Rozeszliśmy się w swoje strony, szukając pozostałości po rzeczach osobistych. Nie udało mi się w zasadzie zbyt wiele odnaleźć; większość rzeczy została spalona i zniszczona.
W szafie otwartej do połowy odnalazłam sweter, podkoszulek i luźniejsze spodnie. Ku mojej uciesze nawet jakaś bielizna się ostała, więc zapakowałam ją do zapożyczonej od Nyi torby.
Część łazienkowa spłonęła, więc pozostałam bez kosmetyków. Mam nadzieję, że w okolicy domu taty znajdzie się jakiś sklep.
– Macie wszystko? – Upewnił się Cole, kiedy spotkaliśmy się ponownie.
– Brakuje tylko kosmetyków – oznajmił Lloyd, ale Cole wytłumaczył, że możemy zająć się tym już na miejscu. Przytaknęłam w zgodzie.
– A Zane...? Myślicie, że go również zabrali? – Dopytałam nieśmiało, kiedy wychodziliśmy na plac.
Cole westchnął smutno. – Pewnie tak, niestety.
Zapadła cisza, ponieważ zabrakło mi słów. Co więcej mogłabym dodać? Zawiodłam wszystkich.
Skierowałam się nad strumień, by pożegnać się z tym miejscem. Było dla mnie szczególnie ważne.
Oczami wyboraźni widziałam siebie w towarzystwie to Lloyd’a, to mojego brata czy też Wu, beztrosko korzystającą z radosnych chwil.
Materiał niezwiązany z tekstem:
PR #2291, opened 2023-05-02
Implemented obtainment of KSerializer by KClass in SerializersModule

### LINKED ISSUE #2025: Symmetry in serializer API lookup
Kotlin serialization already has these APIs
 * `SerializersModule.getContextual(KClass<T>, List<KSerializer<*>>)`
 * `SerializersModule.serializer(KType)`

I’d like this API:
 * `SerializersModule.serializer(KClass<T>, List<KSerializer<*>>)`

In particular I have a root type (like `LinkedHashSet` or `Pair` or `Map.Entry`) and serializers for the parameter types, and I want a serializer for the composed type.

shanshin:
Resolves #2025

The limitations of this API are the inability to implement stable caching, because serialization runtime does not control the equals function of the received parameters serializers, which can cause a memory leak.

Also, a technical limitation is the inability to create an array serializer.

### DIFF
--- a/core/commonMain/src/kotlinx/serialization/Serializers.kt
+++ b/core/commonMain/src/kotlinx/serialization/Serializers.kt
@@ -71,6 +71,24 @@ public inline fun <reified T> SerializersModule.serializer(): KSerializer<T> {
  */
 public fun serializer(type: KType): KSerializer<Any?> = EmptySerializersModule().serializer(type)
 
+
+/**
+ * Retrieves serializer for the given [type].
+ * **Retrieving an array serializer is not supported**
+ *
+ * If [type] is a parametrized type then in [typeArgumentsSerializers] it is necessary to pass serializers for generic parameters.
+ *
+ * The nullability of returned serializer is specified using the [isNullable].
+ *
+ * Caching on JVM platform is disabled for this function, so it may work slower than overloading with [KType].
+ *
+ * @throws SerializationException if serializer cannot be created (provided [type] or its type argument is not serializable).
+ * @throws SerializationException if [type] is an array class
+ * @throws Exception if size of [typeArgumentsSerializers] does not match the expected generic parameters count
+ */
+@ExperimentalSerializationApi
+public fun serializer(type: KClass<*>, typeArgumentsSerializers: List<KSerializer<*>>, isNullable: Boolean): KSerializer<Any?> = EmptySerializersModule().serializer(type, typeArgumentsSerializers, isNullable)
+
 /**
  * Creates a serializer for the given [type] if possible.
  * [type] argument is usually obtained with [typeOf] method.
@@ -109,12 +127,29 @@ public fun SerializersModule.serializer(type: KType): KSerializer<Any?> =
         .platformSpecificSerializerNotRegistered()
 
 
+/**
+ * Retrieves serializer for the given [type] and,
+ * if [type] is not serializable, fallbacks to [contextual][SerializersModule.getContextual] lookup.
+ *
+ * **Retrieving an array serializer is not supported**
+ *
+ * If [type] is a parametrized type then in [typeArgumentsSerializers] it is necessary to pass serializers for generic parameters.
+ *
+ * The nullability of returned serializer is specified using the [isNullable].
+ *
+ * Caching on JVM platform is disabled for this function, so it may work slower than overloading with [KType].
+ *
+ * @throws SerializationException if serializer cannot be created (provided [type] or its type argument is not serializable and is not registered in [this] module).
+ * @throws SerializationException if [type] is an array class
+ * @throws Exception if size of [typeArgumentsSerializers] does not match the expected generic parameters count
+ */
+@ExperimentalSerializationApi
 public fun <T : Any> SerializersModule.serializer(
     type: KClass<T>,
-    serializers: List<KSerializer<*>>,
+    typeArgumentsSerializers: List<KSerializer<*>>,
     isNullable: Boolean
 ): KSerializer<Any?> =
-    serializerByKClassImpl(type as KClass<Any>, serializers as List<KSerializer<Any?>>, isNullable) ?: type
+    serializerByKClassImpl(type as KClass<Any>, typeArgumentsSerializers as List<KSerializer<Any?>>, isNullable) ?: type
         .platformSpecificSerializerNotRegistered()
 
 /**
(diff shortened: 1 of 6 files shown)


core/commonMain/src/kotlinx/serialization/Serializers.kt
```diff
@@ -244,8 +274,8 @@ private fun KClass<Any>.compiledParametrizedSerializer(serializers: List<KSerial
 
 @OptIn(ExperimentalSerializationApi::class)
 private fun KClass<Any>.builtinParametrizedSerializer(
-    typeArguments: List<KType>,
     serializers: List<KSerializer<Any?>>,
+    classifierProvider: (Int) -> KClassifier?
```
sandwwraith, line 278: Given that this int is always `0`, maybe rename this parameter to `elementClassifierIfArray` and remove Int lambda parameter?

core/commonMain/src/kotlinx/serialization/Serializers.kt
```diff
@@ -156,14 +165,35 @@ private fun SerializersModule.serializerByKTypeImpl(
...
+private fun SerializersModule.serializerByKClassImpl(
+    rootClass: KClass<Any>,
+    typeSerializers: List<KSerializer<Any?>>,
+    isNullable: Boolean
+): KSerializer<Any?>? {
+
+    val serializer = if (typeSerializers.isEmpty()) {
+        rootClass.serializerOrNull() ?: getContextual(rootClass)
+    } else {
+        rootClass.parametrizedSerializerOrNull(typeSerializers) { throw SerializationException("Array serializer can not be create from KClass arguments") }
```
sandwwraith, line 187: This error message is cryptic: it doesn't explain what is 'KClass arguments', as we have only one KClass<Any>; nor it does explain how to fix it

core/commonMain/src/kotlinx/serialization/Serializers.kt
```diff
@@ -108,6 +108,15 @@ public fun SerializersModule.serializer(type: KType): KSerializer<Any?> =
     serializerByKTypeImpl(type, failOnMissingTypeArgSerializer = true) ?: type.kclass()
         .platformSpecificSerializerNotRegistered()
 
+
+public fun <T : Any> SerializersModule.serializer(
```
sandwwraith, line 112: * KDoc?
* @ExperimentalSerializationApi?
* Overload without receiver parameter?

Also, `serializers` parameter name looks generic. I suggest being more specific, like `typeArgumentsSerializers`.

sandwwraith (changes requested):

core/commonTest/src/kotlinx/serialization/SerializersModuleTest.kt
```diff
@@ -0,0 +1,116 @@
...
+
+    @Test
+    fun testUnsupportedArray() {
+        assertFails {
+            serializer(Array::class, listOf(Int.serializer()), false)
+        }
+    }
+
+    @Test
+    fun testContextual() {
```
sandwwraith, line 99: Test for parameterized contextual is missing

core/commonTest/src/kotlinx/serialization/SerializersModuleTest.kt
```diff
@@ -0,0 +1,116 @@
...
+        val m = SerializersModule {
+            contextual<FileContextualType>(FileContextualSerializer)
```
sandwwraith, line 101: It doesn't matter if there is `@file:UseContextualSerialization` or not, because it is a reflective lookup unaffected by pluing. It will always try to search something in the context

shanshin: This is exactly a test for runtime, that there is a visit to this search branch. Perhaps it is redundant

sandwwraith: I mean, there should be no difference in code path for `FileContextualType` and `ContextualType`

core/commonTest/src/kotlinx/serialization/SerializersModuleTest.kt
```diff
@@ -0,0 +1,126 @@
...
+        }
+    }
+
+    @Suppress("UNCHECKED_CAST")
+    @Test
+    fun testContextual() {
+        val m = SerializersModule {
+            contextual<FileContextualType>(FileContextualSerializer)
+            contextual<ContextualType>(ContextualSerializer)
+            contextual<ParametrizedContextual<*>>(ParametrizedContextualSerializer as KSerializer<ParametrizedContextual<*>>)
```
sandwwraith, line 109: there's `contextual` that accepts lambda and is able to pass type arguments' serializers: https://github.com/Kotlin/kotlinx.serialization/blob/c6025c9fb6ed517169b4a5516dcd210bc2d7576a/core/commonTest/src/kotlinx/serialization/modules/ContextualGenericsTest.kt#L48

core/commonMain/src/kotlinx/serialization/Serializers.kt
```diff
@@ -108,6 +126,32 @@ public fun SerializersModule.serializer(type: KType): KSerializer<Any?> =
...
+ * @throws SerializationException if serializer cannot be created (provided [type] or its type argument is not serializable and is not registered in [this] module).
+ * @throws SerializationException if [type] is an array class
+ * @throws Exception if size of [typeArgumentsSerializers] does not match the expected generic parameters count
+ */
+@ExperimentalSerializationApi
+public fun <T : Any> SerializersModule.serializer(
+    type: KClass<T>,
+    typeArgumentsSerializers: List<KSerializer<*>>,
+    isNullable: Boolean
+): KSerializer<Any?> =
```
sandwwraith, line 160: By the way, why return type is `KSerializer<Any>` and not `KSerializer<T>`?

sandwwraith (changes requested):
.

core/commonMain/src/kotlinx/serialization/Serializers.kt
shanshin: Made only because of the uniformity with the functions above.

At the same time, I don't think it will be of much use, because unlike `typeOf<...>()`, `*` will be used as parameters and for `serializer(Parametrized::class, listOf(Int.serializer()), false)` it will still be uncomfortable.

sandwwraith: KClass in overload without module should still have T parameter imho, for consistency

sandwwraith: I think it makes sense to leave return type as `KSerializer<Any>` because T may not have information about `isNullable` and `typeParametersSerializers`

Dodało mi to nieco komfortu mieszanego z przygnębieniem.
Patrzyłam pusto w wolno płynącą wodę. Udało mi się zobaczyć moje odbicie; blada zmęczona twarz i równie zmęczone zielone oczy. Czarne włosy w zupełnym nieładzie. Moje słabe ciało.
Jak mam pokonać Reishę? To wydaje się niemożliwe...
W żałobnym nastroju wróciłam do chłopaków i tym razem zasiadłam za Cole’m na smoku. Wiedziałam, że jego bliskość przyda mi się przed ujrzeniem taty.
Poczułam zżerający mnie od środka stres, kiedy wzbiliśmy się w powietrze. Widziałam jak pozostawiamy za sobą nasz dotychczasowy dom.
𐇵𐇵𐇵
Podróż jednocześnie trwała dla mnie wieczność oraz minęła w mgnieniu oka. Wtulona w tył mojego brata miałam trochę czasu na dławienie się gnębiącymi myślami i ciążącymi mi na sercu uczuciami.
Poczucie winy mieszało się ze zgorzkniałym smutkiem, frustracją, niezrozumieniem, bezradnością i pragnieniem pomszczenia mych bliskich. To wszystko kłębiło się wenątrz mnie, nie pozwalając mi na jakąkolwiek regenerację. Byłam taka zmęczona, lecz wciąż nie byłam w stanie nawet zamknąć w spokoju oczu — w wyobraźni od razu pojawiały się te nękające mnie koszmary codzienności.
Przynajmniej niebo się rozpogodziło, ułatwiając nam warunki do lotu. Zdawało się to być w naszej sytuacji jedynym malutkim plusikiem.
Poczułam jak lądujemy. Chłodne słońce oświetlało smutne uliczki, które tak dobrze znałam. Wspomnienia z dzieciństwa uderzyły we mnie jak fala tsunami, przez co przełknęłam ślinę w nerwach.
Nie byłam jeszcze gotowa, by się tu pojawić. Wizja konfrontacji z ojcem, który mnie zostawił, wcale nie brzmiała przekonująco. A była wręcz tragiczna, mówiąc klarowniej.
YOU ARE READING
𝐌𝐢𝐬𝐭𝐫𝐳𝐲𝐧𝐢 𝐓𝐞𝐥𝐞𝐤𝐢𝐧𝐞𝐳𝐲 ✓
FanfictionVesper odkrywa w sobie dar Telekinezy, więc postanawia skontaktować się ze swoim bratem - Cole'm. Pozostawiona pod okiem Wu oraz pozostałych Ninja, Vesper rozwija swoje umiejętności, przy okazji zaprzyjaźniając się z blondynem w żałobie. I wszystko...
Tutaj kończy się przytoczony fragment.